The effect of PD2a1/b1 neurons on odor valence develops with time. (a) Heat maps of the initial walking velocity of single flies at the onset of the odor pulse, 3 seconds prior to the odor pulse, and 10 seconds following the odor pulse (black line). A positive velocity indicates movement towards the odor pulse.

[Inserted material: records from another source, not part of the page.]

PR #1741, opened 2015-11-02
Add a 'core-init' aka 'init' command.

greg-1-anderson:
A number of cli tools provide an 'init' command to help set up the tool's configuration files after installation.  This PR adds a basic init command to do the same thing for Drush.

There is more we could potentially do here, but this is a start.  It ensures that `drush` is in the global $PATH, and also sets up our example Bash configuration file, so that completion works, and various bash aliases and functions are offered.  Currently, this is done by modifying .bashrc, but we have the opportunity to add heuristics to find the best file for the platform here. I have heard anecdotally that .bash_profile is better for the Macintosh, but my recent experiments on Yosemite show that only .bashrc is sourced for newly-created accounts, so it seems to me that .bashrc is best for Mac and probably all flavors of Linux.  This is easily adjusted if anyone has more specific information about this.  `man bash` is not very helpful, as the behavior of Bash changes depending on how the host system chooses to call it.

### DIFF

For the attractive odors (ACV and geranyl acetate), a clear positive velocity was observed for most flies. (b) Mean velocity of the heat maps presented in a. A clear movement towards the odor source was observed for the attractive odors. Odors are according to the color coding in panel a. (c) Analysis of the integral of the response for the flies presented in a for the first 3 seconds following odor onset. Odors are according to the color coding in panel a (** p < 0.01, see Supplementary Table S1 for statistical analysis). (d) Mean velocity scores during the first 3 seconds following odor onset for the designated odor. Gray, parental controls; red, the experimental group at 32 °C; blue, the experimental control group at 23 °C. No significant difference was observed (53 ≥ n ≥ 18 flies). (e) Mean valence scores (see Methods) obtained over time for the designated odors. Gray, parental controls; red, the experimental group at 32 °C; blue, the experimental control group at 23 °C. PD2a1/b1 neurons contribution to odor valence develops with time. Values at 120 seconds were similar to those presented in Fig. 2 (155 ≥ n ≥ 17 flies for all conditions, *p < 0.05, **p < 0.01, ****p < 0.0001, see Supplementary Table S1 for statistical analysis.).

Figure 7

trans-Tango downstream targets of PD2a1/b1, MBON- 𝛾2α’1 and MBON- β’2mp neurons. (a) R37G11-GAL4-driven myrGFP (green) labels 6-7 cells in the LH, whereas the trans-Tango signal (magenta) appears to be strongest in overlapping neuropil regions and in random sparse KC subsets in the MB (boxed area enlarged in a’ and a”). (a’) R37G11-GAL4-driven myrGFP (green) labels 6-7 cells (arrowhead) in the LH (stippled). (a”) R37G11-GAL4-driven trans-Tango signal (magenta) marks cells (arrowhead) in the LH (stippled). (b) Confocal stack of MB (stippled), highlighting the PD2a1/b1 neurites in proximity to the vertical lobe and a trans-Tango signal in all sublobes, i.e., αβ, αβ’, and 𝛾. (c) Confocal stack of MB calyx (stippled) showing innervation by R37G11-GAL4-driven GFP (green) and trans-Tango signal in both KC somata and the calyx neuropil. (d) Confocal stack of left hemibrain highlighting R37G11-GAL4-driven myrGFP (green) and postsynaptic trans-Tango signal in layer 6 of the FSB (stippled). (e) MB077B-GAL4-driven myrGFP (green) labels 3-4 MBON-𝛾2α’1 neurons, whereas a fairly restricted putative downstream trans-Tango signal (magenta) most prominently labels MBON- β’2mp (boxed area enlarged in e’). (e’) Confocal stack of left hemibrain highlighting MB077B-GAL4-driven mCD8::GFP (green) and postsynaptic trans-Tango signal (magenta) in β’2mp of the MB and in putative LHON neurites (arrowheads). (f) MB011B-GAL4-driven myrGFP (green) labels MBON- 𝛾5β2α and MBON- β’2mp, whereas the putative downstream trans-Tango signal (magenta) labels several different cell types (boxed area enlarged in f’). (f’) Confocal stack of right hemisphere highlighting the postsynaptic signal of MBON- β’2mp in PD2 LHONs (arrowhead) in the LH (stippled) and in layer 4 & 5 of the FSB (stippled). (a–f’): Confocal stack views of 1-2 µm-thick optical section data. Scale bars: a,e,f: 50 µm; a’,a”,b-d,e’,f’: 20 µm.